The remaining 75 subsystems have 1-3 probes each — the long-tail legacy infrastructure (rapidio, ipack, hsi, parport, sbus, ps3, ssb, bcma, isdn, etc.) where deprecation candidates concentrate.

Diminishing returns past rank 500

The deprecate count between top-500 and top-1000 was unchanged at 42. The model found exactly 3 new remove verdicts in ranks 504-858 (caif, hamradio, isdn/mISDN). Signal density is concentrated in the top ~500.

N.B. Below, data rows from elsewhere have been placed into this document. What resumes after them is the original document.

PR #2003, opened 2019-01-14
Refactor client

nathandunn:
Re-creating to see if this is feasible.


nathandunn:
created for referende . . now closing

PR #2006, opened 2019-01-15
Neat Features fix

### LINKED ISSUE #2004: neat features fails to install correctly
Seems to be its looking up the CSS wrong.  This would be related to the 1.15 release and probably not properly the correct css.

nathandunn:
fixes #2004 by making neat features the default for AnnotTrack.js


nathandunn:
closing in favor of #2007 which is a but more targeted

This is the empirical justification for the top-1000 cutoff. Going to top-2000 would burn ~$140 more for at most a few additional deprecates.

Confidence-vs-verdict shape

Among the 9 remove dossiers:

5 have confidence ≥ 0.90, all backed by lore patches
3 have confidence in 0.83-0.89, backed by mixed lore + web evidence
1 has confidence 0.78 (the weakest remove — the model ranked the older mISDN modular driver alongside the stronger isdn/hardware/mISDN evidence)

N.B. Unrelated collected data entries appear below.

PR #2010, opened 2019-01-16
added initial orig_id

### LINKED ISSUE #2002: add orig_id as an attribute to our feature
ID is lost because we use unique_names in order to support multiple tracks.   We should keep it that way, but add the original id as an attribute so that it can be replaced on export: `orig_id=XX11`

nathandunn:
fixes #2002 

- [x] confirm it works for mRNA draggable
   - [x] get it sent to client
   - [x] make sure it gets stored in the server as an attribute (store as a tag?)
   - [x] make sure it is render in the GFF3 (and maybe the FASTA)?
- [x] confirm GFF3 output?  (or hide attribute)

- [x] make work for right-click mRNA
- [x] double-check for right-clicking non-coding transcript
- [x] double-check for non-transcript features 
- [x] make it default off
- [x] add doc


nathandunn:
- [ ] confirm it works for all types
- [ ] make it optional ?
- [ ] confirm GFF3 output?  (or hide attribute)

Among the 43 deprecate dossiers:

15 have confidence ≥ 0.80, the strongest tier
22 are in 0.70-0.80
6 are in 0.60-0.70 (the model is hedging — the dossier explicitly says “deployment is plausible in $niche but evidence is thin”)

Among keep-annotate:

median confidence ~0.78
the 401 in this bucket are mostly “old hardware, plausible niche use, no active maintenance, but no strong removal case either”

Independent cross-checks

Five high-leverage verdicts spot-verified by hand:

driver	verdict	conf	manual check
net/ethernet/qlogic	deprecate	0.82	confirmed: dir root is qla3xxx.c (legacy 2006); active qed/qede are own leaves at lower scores
net/ethernet/ibm/ehea	deprecate	0.82	confirmed: dossier names ibmveth as replacement; IBM Power11 docs cited explicitly say HEA unsupported
misc/c2port	deprecate	0.66	confirmed: appropriately hedged — Silicon Labs still documents C2 protocol, model flagged niche-use risk
net/ethernet/fujitsu	remove	0.95	confirmed via lore MCP: real Andrew Lunn patch series, 1213 lines deleted, dated 2026-04-22
net/ethernet/packetengines	remove	0.95	confirmed via lore MCP: real Xidian student patch series, 2026-04-22

Zero of five verdicts were overturned. Caveat: spot-checks are not random sampling. The actionable subset (51 drivers) is small enough to be auditable individually before any disclosure.

Re-run reproducibility

The pipeline is reproducible-ish:

Phase 1 (no LLM) is bit-identical given the same kernel SHA, ref, and since date.
Phase 2 (LLM) is approximately reproducible — re-running the same prompt with the same model and effort produces verdicts that match in ~95% of cases (rough estimate from spot-checks). Source URLs cited can vary from run to run; the verdict and confidence track closely.

Each meta.json records the model + reasoning effort + kernel SHA used, so corpora built across multiple model versions can be audited.